We've also known for some time that differences in CHD may exist even with good metabolic control. Studies have documented mild cardiac hypertrophy involving the interventricular septum and the ventricular free walls, for instance, in diabetic mothers with good metabolic control (J. Pediatr. 1991;118:103-7 and Am J. Obstet. Gynecol. 1991;164:837-43). Such growth affects cardiac diastolic function.
With the epidemic of obesity and the increasing prevalence of early type 2 diabetes and glucose intolerance among women of childbearing age, however, this is an increasingly important risk factor to appreciate and counsel about.
The most important message, we've learned, is that there's no such thing as perfect control – that good metabolic control will not necessarily protect diabetic mothers from the higher risk of CHD.
Just as detection and appropriate management of diabetes before and during pregnancy are of utmost importance, so is fetal echocardiography for every pregnant woman who has pregestational diabetes – even diabetes that is well controlled.
Indeed, the same review of all fetal echocardiography performed between 1985 and 2003 at Yale-New Haven Hospital that showed an increase in referrals for family history also showed a 9% increase in the proportion of studies done for pregestational diabetes as the indication. The increase was most striking when it came to women who had recently been diagnosed, compared with long-standing diabetes – a finding that likely reflects the increase in obesity.

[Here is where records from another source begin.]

PR #934, opened 2026-06-17
 [#844] Add pause and resume feature

### LINKED ISSUE #844: PAUSE / RESUME for Connection Pools

AbduAllahhany:
# [#844] Add Pause and Resume Feature

## Overview
closes #844 
Follwing what we disscussed in [#890]. 
Implementing graceful and forced connection pool pausing and resuming for  `pgagroal`. It introduces the ability to suspend client traffic temporarily without dropping them, and seamlessly re-authenticates dead backend connections upon resumption if the database restarted while paused.

`pgagroal-cli pause [gracefully|all] [<server>|*] --timeout `
`pgagroal-cli resume [<server>|*]`

## Implementation Details

* **Worker Signal Handling (`worker.c`)**:
  * Rewrote the worker's execution flow by wrapping `pgagroal_event_loop_run()` in a `while (true)` state machine.
  * Mapped `SIGUSR1` to `pause_callback` (`WORKER_PAUSED`) and `SIGUSR2` to `resume_callback` (`WORKER_RESUME`).
  * When paused, it explicitly calls `pgagroal_io_pause(&client_io.io)` to halt reading from the client, holding them in suspense.

* **Re-authentication on Resume (`worker.c`)**:
  * When resuming, the worker actively checks if the backend is still alive using `pgagroal_socket_isvalid()`.
  * If the database backend died (e.g., from a DB restart during the pause), the worker drops the dead socket and calls `pgagroal_reauth_slot()` to transparently re-authenticate the client to a new backend connection, re-binding the event loop cleanly.

* **Cancel Requests (`pool.c`)**:
  * In `PAUSE_MODE_ALL`, the pool actively connects to the backend using a temporary socket (UNIX or TCP depending on config) and sends a PostgreSQL `CancelRequest`.
  * Immediately after sending the cancel message, it issues `kill(pid, SIGUSR1)` to force the worker into the paused state.
  * In `PAUSE_MODE_GRACEFULLY`, it simply lets active transactions finish naturally with timeout.

### DIFF
--- a/src/libpgagroal/ev.c
+++ b/src/libpgagroal/ev.c
@@ -71,6 +71,7 @@ static int (*loop_destroy)(void);
 
 static int (*io_start)(struct io_watcher*);
 static int (*io_stop)(struct io_watcher*);
+static int (*io_pause)(struct io_watcher*);
 
 static void signal_handler(int signum, siginfo_t* info, void* p);
 
@@ -92,6 +93,7 @@ static int ev_io_uring_setup_buffers(void);
 
 static int ev_io_uring_io_start(struct io_watcher*);
 static int ev_io_uring_io_stop(struct io_watcher*);
+static int ev_io_uring_io_pause(struct io_watcher*);
 
 static int ev_io_uring_periodic_init(struct periodic_watcher*, int64_t, int64_t);
 static int ev_io_uring_periodic_start(struct periodic_watcher*);
@@ -106,6 +108,7 @@ static int ev_epoll_handler(void*);
 
 static int ev_epoll_io_start(struct io_watcher*);
 static int ev_epoll_io_stop(struct io_watcher*);
+static int ev_epoll_io_pause(struct io_watcher*);
 static int ev_epoll_io_handler(struct io_watcher*);
 
 static int ev_epoll_periodic_init(struct periodic_watcher*, int64_t, int64_t);
@@ -123,6 +126,7 @@ static int ev_kqueue_handler(struct kevent*);
 
 static int ev_kqueue_io_start(struct io_watcher*);
 static int ev_kqueue_io_stop(struct io_watcher*);
+static int ev_kqueue_io_pause(struct io_watcher*);
 static int ev_kqueue_io_handler(struct kevent*);
 
 static int ev_kqueue_periodic_init(struct periodic_watcher*, int64_t, int64_t);
@@ -223,6 +227,7 @@ setup_ops(void)
       loop_start = ev_io_uring_loop;
       io_start = ev_io_uring_io_start;
       io_stop = ev_io_uring_io_stop;
+      io_pause = ev_io_uring_io_pause;
       periodic_init = ev_io_uring_periodic_init;
       periodic_start = ev_io_uring_periodic_start;
       periodic_stop = ev_io_uring_periodic_stop;
@@ -243,6 +248,7 @@ setup_ops(void)
       loop_start = ev_epoll_loop;
       io_start = ev_epoll_io_start;
       io_stop = ev_epoll_io_stop;
+      io_pause = ev_epoll_io_pause;
       periodic_init = ev_epoll_periodic_init;
       periodic_start = ev_epoll_periodic_start;
       periodic_stop = ev_epoll_periodic_stop;
@@ -257,6 +263,7 @@ setup_ops(void)
       loop_start = ev_kqueue_loop;
       io_start = ev_kqueue_io_start;
       io_stop = ev_kqueue_io_stop;
+      io_pause = ev_kqueue_io_pause;
       periodic_init = ev_kqueue_periodic_init;
       periodic_start = ev_kqueue_periodic_start;
       periodic_stop = ev_kqueue_periodic_stop;
@@ -435,6 +442,11 @@ pgagroal_event_loop_is_running(void)
 {
    return atomic_load(&loop->running);
 }
+bool
+pgagroal_io_paused(struct io_watcher* watcher)
+{
+   return watcher->paused;
+}
 
 int
 pgagroal_event_accept_init(struct io_watcher* watcher, int listen_fd, io_cb cb)
@@ -539,6 +551,74 @@ pgagroal_io_stop(struct io_watcher* watcher)
    return PGAGROAL_EVENT_RC_OK;
 }
 
+int
+pgagroal_io_pause(struct io_watcher* watcher)
+{
+   int found_idx = -1;
+
+   if (event_loop_called_from_child("pgagroal_io_pause"))
+      return PGAGROAL_EVENT_RC_OK;
+
+   assert(loop != NULL && watcher != NULL);
+
+   if (watcher->paused)
+   {
+      pgagroal_log_warn("pgagroal_io_pause: watcher already paused (fd rcv=%d)",
+                        watcher->fds.worker.rcv_fd);
+      return PGAGROAL_EVENT_RC_ERROR;
+   }
+
+   for (int i = 0; i < loop->events_nr; i++)
+   {
+      if (watcher == (struct io_watcher*)loop->events[i])
+      {
+         found_idx = i;
+         break;
+      }
+   }
+
+   if (found_idx < 0)
+   {
+      pgagroal_log_warn("pgagroal_io_pause: watcher not found (fd rcv=%d)",
+                        watcher->fds.worker.rcv_fd);
+      return PGAGROAL_EVENT_RC_ERROR;
+   }
+
+   int rc = io_pause(watcher);
+   if (rc != PGAGROAL_EVENT_RC_OK)
+   {
+      pgagroal_log_error("pgagroal_io_pause: io_pause failed %d", rc);
+      return rc;
+   }
+
+   watcher->paused = true;
+
+   for (int j = found_idx; j < loop->events_nr - 1; j++)
+      loop->events[j] = loop->events[j + 1];
+   loop->events_nr--;
+   loop->events[loop->events_nr] = NULL;
+
+   return PGAGROAL_EVENT_RC_OK;
+}
+int
+pgagroal_io_resume(struct io_watcher* watcher)
+{
+   if (event_loop_called_from_child("pgagroal_io_resume"))
+      return PGAGROAL_EVENT_RC_OK;
+
+   assert(loop != NULL && watcher != NULL);
+
+   if (!pgagroal_io_paused(watcher))
+   {
+      pgagroal_log_warn("pgagroal_io_resume: watcher not paused (fd rcv=%d)",
+                        watcher->fds.worker.rcv_fd);
+      return PGAGROAL_EVENT_RC_ERROR;
+   }
+
+   watcher->paused = false;
+
+   return pgagroal_io_start(watcher);
+}
 int
 pgagroal_periodic_init(struct periodic_watcher* watcher, periodic_cb cb,
                        int64_t msec, int64_t repeat_ms)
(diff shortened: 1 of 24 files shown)


fluca1978:
I placed a few comments inline, I need a few days to test this.

fluca1978:
Tested on epool and io_uring, works fine for me.
@AbduAllahhany with regard to `pgagroal-cli` output, should we place a timestamp for the last paused and last resumed? At least it would be easier to read for humans.
@jesperpedersen looks good to me, thoughts?

jesperpedersen:
Yes, we should have a timestamp for pause and resume and have those being part of the management protocol, and thereby displayed.

The follow-up to this PR is to work at pool level such that pause/resume a specific pool instead of a complete server

jesperpedersen:
@Userfrom1995 Can you sign-off on the ev.h changes ?

Userfrom1995:
> @Userfrom1995 Can you sign-off on the ev.h changes ?

Yes, I'll review the ev changes.

Userfrom1995:
While testing this, I observed two issues:

1. After pausing and resuming a transaction pipeline, the first query after the resume hangs. The remaining queries in that pipeline seem to execute correctly, and the other two pipeline modes appear to work fine.

2. After running a query on a transaction pipeline, the CLI becomes unresponsive. However, this does not appear to be related to this change, as I can reproduce the same behavior on `master`. This deserves a separate issue.

fluca1978:
Using commit 44f555bd37a3eaf32bc7965d4c5efdb11a8c6045
- `epoll` or `io_uring` + `transaction` if I pause while queries are running I got:
```
% pgagroal-cli pause rachel  
-> WARN  management.c:1428 pgagroal-cli: read_byte: (nil) 3 Connection reset by peer
```
- `epoll` + `session` works but pgagroal shutdown while paused leaved processes running
- same with `io_uring`
```
% pgagroal-cli shutdown                
Header:
  ClientVersion: 2.2.0
  Command: shutdown-gracefully
  Compression: none
  Encryption: none
  Output: text
  Timestamp: 20260624120631
Outcome:
  Status: true
  Time: 00:00:00
Request:

# note that
-> WARN  main.c:2957 pgagroal: shutdown timeout expired - forcing immediate shutdown
-> INFO  main.c:1429 pgagroal: shutdown


% ps -auxw | grep pgagroal
luca       25848  4.5  1.1  14360  8652 pts/0    S+   12:05   0:04 pgagroal: main
luca       25871  2.0  0.3  14624  3064 pts/0    S    12:06   0:01 pgagroal: pgbench@127.0.0.1:5432/pgbench
luca       25872  2.6  0.3  14624  3064 pts/0    S    12:06   0:01 pgagroal: pgbench@127.0.0.1:5432/pgbench
luca       25873  2.3  0.3  14624  3064 pts/0    S    12:06   0:01 pgagroal: pgbench@127.0.0.1:5432/pgbench
luca       25874  2.2  0.3  14624  3064 pts/0    S    12:06   0:01 pgagroal: pgbench@127.0.0.1:5432/pgbench
luca       25875  2.3  0.3  14624  3064 pts/0    S    12:06   0:01 pgagroal: pgbench@127.0.0.1:5432/pgbench
```

so I suspect that while in pause state, the graceful shutdown is not working.

Last, still there is no timestamp in the paused -resumed information of the command line:

```
% pgagroal-cli pause rachel --timeout 5
Header:
  ClientVersion: 2.2.0
  Command: pause
  Compression: none
  Encryption: none
  Output: text
  Timestamp: 20260624120408
Outcome:
  Status: true
  Time: 00:00:00
Request:
  Mode: 0
  Server: rachel
  Timeout: 5
Response:
  ServerVersion: 2.2.0
  Servers:
    rachel:
      LastPaused: 1782295448   # should be 20260624....
      LastResumed: 0
```

AbduAllahhany:
@fluca1978  @Userfrom1995   

- check [#947] should fix all transaction pipeline issues.
- fixed stale processes and timestamp.

fluca1978:
LGTM, I've tested again and it works as expected.
@Userfrom1995 thoughts?

Userfrom1995:
> LGTM, I've tested again and it works as expected.
> @Userfrom1995 thoughts?

I haven't tested it yet. I'll test it again and get back to you.

src/libpgagroal/ev.c
```diff
@@ -1187,6 +1285,10 @@ ev_io_uring_handler(struct io_uring_cqe* cqe)
          break;
       case PGAGROAL_EVENT_TYPE_WORKER:
          io = (struct io_watcher*)watcher;
+
+         if (pgagroal_io_paused(io))
+            return PGAGROAL_EVENT_RC_OK;
+
```
Userfrom1995: We're losing data here. With `io_uring`, the kernel has already consumed the data from the socket by the time the CQE fires  early-returning discards it. Move the paused check down to the rearm guard instead:

```c
if (pgagroal_event_loop_is_running() && !pgagroal_io_paused(io))
{
   ev_io_uring_io_start(io);
}
```

src/libpgagroal/pool.c
```diff
@@ -1214,6 +1206,345 @@ pgagroal_request_flush(SSL* ssl __attribute__((unused)), int client_fd, uint8_t
...
+         pgagroal_log_error("pgagroal_pause: Unknown server %s", server);
+         goto done;
+      }
+   }
+
+   now = time(NULL);
+   if (config->pause_started == 0)
+   {
+      config->pause_started = now;
+   }
```
Userfrom1995: `config->pause_started = 0` unconditionally resets on every resume. If two servers are paused and you resume one, the counter drops to zero while the other is still paused. Was this intended? Should we only reset when no server remains paused?

src/libpgagroal/pool.c
```diff
@@ -1214,6 +1206,345 @@ pgagroal_request_flush(SSL* ssl __attribute__((unused)), int client_fd, uint8_t
...
+               pgagroal_write_terminate(NULL, config->connections[i].fd);
+            }
+            pgagroal_kill_connection(i, NULL);
+            break;
+
+         case STATE_IN_USE:
+            if (mode == PAUSE_MODE_ALL)
+            {
+               int ret;
+               int socket;
```
Userfrom1995: `int socket = -1;`  ?

src/libpgagroal/security.c
```diff
@@ -643,6 +639,167 @@ pgagroal_prefill_auth(char* username, char* password, char* database, int* slot,
...
+   int status = -1;
+   int ret = -1;
+   char* username = NULL;
+   char* database = NULL;
+   char* password = NULL;
+   int server = -1;
+
+   config = (struct main_configuration*)shmem;
+
+   *server_ssl = NULL;
```
Userfrom1995, line 670: `*server_ssl = NULL` without freeing the old context. 
Free it before you null it, maybe via `pgagroal_tls_from_ssl` + `pgagroal_tls_free`.
I think this function is the right place to own it since it takes `SSL**`.

src/libpgagroal/pool.c
AbduAllahhany: I removed pause_started and update the metrics which is collected

AbduAllahhany:
Here is the metrics the server collect
Screenshot from 2026-07-18 05-34-52

src/libpgagroal/worker.c
```diff
@@ -181,8 +194,73 @@ pgagroal_worker(int client_fd, char* address, char** argv)
...
+      {
+         pgagroal_event_loop_run();
+         if (exit_code == WORKER_PAUSED)
+         {
+            if (!paused)
+            {
+               pgagroal_log_debug("pgagroal_worker: slot %d paused", slot);
+               paused = true;
+               pgagroal_io_pause(&client_io.io);
+            }
```
Userfrom1995, line 206: You never pause `server_io` here. Shouldn't it be paused like the  `client_io `? 
Also once you pause it, `pgagroal_io_start` in the reauth path should become `pgagroal_io_resume`  and you need to resume `server_io` in the backend-alive path too?

AbduAllahhany: I didnot pause server_io so the server would send cancel message to the client when there is a long running transaction

AbduAllahhany: In the reauth path the server fd may change during the pause so we should use pgagroal_io_start

Userfrom1995: Agree, make sense.

src/libpgagroal/worker.c
```diff
@@ -181,8 +194,73 @@ pgagroal_worker(int client_fd, char* address, char** argv)
...
+
+            if (pgagroal_socket_isvalid(config->connections[slot].fd))
+            {
+               pgagroal_log_debug("pgagroal_worker: slot %d backend alive", slot);
+            }
+            else
+            {
+               pgagroal_log_debug("pgagroal_worker: slot %d backend gone, reauthenticating", slot);
+               pgagroal_disconnect(config->connections[slot].fd);
+
```
Userfrom1995, line 235: Shouldn't we call `pgagroal_io_stop(&server_io.io)` before `pgagroal_disconnect` + `pgagroal_event_worker_init` + `pgagroal_io_start`? 
Otherwise io_start appends a duplicate entry into loop->events?

Userfrom1995:
> While testing this, I observed two issues:
> 
>     1. After pausing and resuming a transaction pipeline, the first query after the resume hangs. The remaining queries in that pipeline seem to execute correctly, and the other two pipeline modes appear to work fine.
> 

I re-tested this, and the issue still occurs.

After pausing and resuming  transaction pipeline, the first query after the resume hangs. Subsequent queries in the same pipeline execute correctly, and the other two pipeline modes continue to work as expected.

AbduAllahhany:
@Userfrom1995 thanks for the review and testing

Fixed the first query after pause + resume by calling pgagroal_prefill_if_can(true, true) at the end of pgagroal_resume().

In transaction mode, pause kills the `FREE` backends and resume never refills. So the first client after resume opens its own backend, and when it's returned the socket moves to main `connections[].fd` now holds main's fd, which the worker doesn't have. It fails the check in `pgagroal_get_connection()` and retries forever [here](https://github.com/pgagroal/pgagroal/blob/master/src/libpgagroal/pool.c#L323) .

Prefilling on resume gives main a pooled backend before any new worker forks, so the worker has the descriptor and uses it normally same as `pgagroal_flush_server()` already does

I've noticed that if a worker was already running when pause killed a `FREE` slot, it still cannot use the new backend afterward (same fd problem; prefill only helps workers started later) ,`flush all` has the same hang for those older workers. I can open a separate issue for that if you want.

AbduAllahhany:
@fluca1978  @Userfrom1995  Any updates on this should I change anything else ?

Userfrom1995:
> @fluca1978 @Userfrom1995 Any updates on this should I change anything else ?

Sorry for the delay, I know it’s been a while since you pushed. I’ll test it again soon and let you know. I’ll make sure to test it this week.

fluca1978:
> @fluca1978 @Userfrom1995 Any updates on this should I change anything else ?

sorry, I got this out of my list, I'm going to test it again in the next days.

fluca1978:
Tested on epool and io_uring, seems to work as expected.
A couple of inline comments, nothing really important, just spaces.
Doing some more test, but seems there is the need for a rebase.

fluca1978:
@AbduAllahhany please consider `pgagroal_compare_string` instead of `strcmp` pretty much everywhere (except for command dispatching, where we used `strcmp`, we will need to adapt this too in a future PR).

fluca1978:
@Userfrom1995 this is generally fine for me, thoughts?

▸ Phenylketonuria. Fortunately, strict dietary control before conception and during pregnancy can reduce the increased risk of heart defects faced by women with this disorder. We need to remember that aspartame (NutraSweet) can cause phenylalanine levels to increase in women with PKU, but not in normal women. Women without PKU can be reassured that there is no evidence linking aspartame with birth defects.
Fetal Risks
Among the fetal risk factors important to consider are:
▸ Extracardiac anomalies. The identification of any extracardiac anomaly should raise our level of suspicion for other anomalies, including congenital heart defects. If we see one anomaly – anywhere in the fetus – there often are really two. And if we see two anomalies, there frequently are really three.
▸ Nonimmune hydrops. All fetuses found to have NIH should be evaluated with fetal echocardiography. Structural heart disease in fetuses with NIH is usually indicative of a poor prognosis for survival, but when rhythm disturbances/arrhythmias are detected in association with NIH, there is sometimes an option for prenatal treatment.
▸ Fetal arrhythmias. An irregular heartbeat is usually not a problem, but tachycardia and especially bradycardia are associated with an increased risk of CHD. There may be structural heart defects in as many as half of fetuses with fixed bradycardia (i.e., baseline heart rate less than 100). In general, it is best that all arrhythmias are examined; it is just too hard to tell them apart by auscultation alone.
▸ Nuchal translucency. Numerous studies have shown that elevated first-trimester nuchal translucency (NT) increases the risk of major congenital heart defects in chromosomally normal fetuses, and that risk increases with increasing NT measurement.
In a large prospective multicenter study conducted by the National Institute of Child Health and Human Development, for instance, investigators identified 21 cases of major congenital heart defects in 8,167 chromosomally normal pregnancies. They reported that the incidence of CHD per 1,000 pregnancies rose from 1.9 with an NT measurement of less than 2.0 mm, to 4.8 with an NT measurement of 2.0–2.4 mm, to 6.0 with an NT measurement of 2.5–3.4 mm, to 23 of every 1,000 pregnancies with an NT measurement of 3.5 mm or greater (Am. J. Obstet. Gynecol. 2005;192:1357–61).
If the NT is greater than 3.5 mm, measured by a qualified sonographer or sonologist at 11–14 weeks as part of an aneuploidy risk assessment scan, the patient should be referred for fetal echocardiography.
▸ In vitro fertilization. We recently investigated the prevalence of congenital heart defects among IVF pregnancies at our referral program at Yale, and found that children conceived through IVF were 3–12 times as likely to have CHD as was the general population (J. Ultrasound Med. 2010;29:917-22).
Similar data have come from Australia and Europe, with reported odds ratios for IVF versus natural conception of 3–4. I tell patients, therefore, that it's not just one place or one study suggesting risk. Indeed, it's a meaningful risk factor.
▸ Monochorionic twins. In a systemic literature review we conducted several years ago that included 40 fetuses with CHDs among 830 fetuses from monochorionic/diamniotic twin gestations, the rate of CHDs in these twin gestations was significantly higher than the prevalence rate of CHDs in the general population (J. Ultrasound Med. 2007;26:1491-8).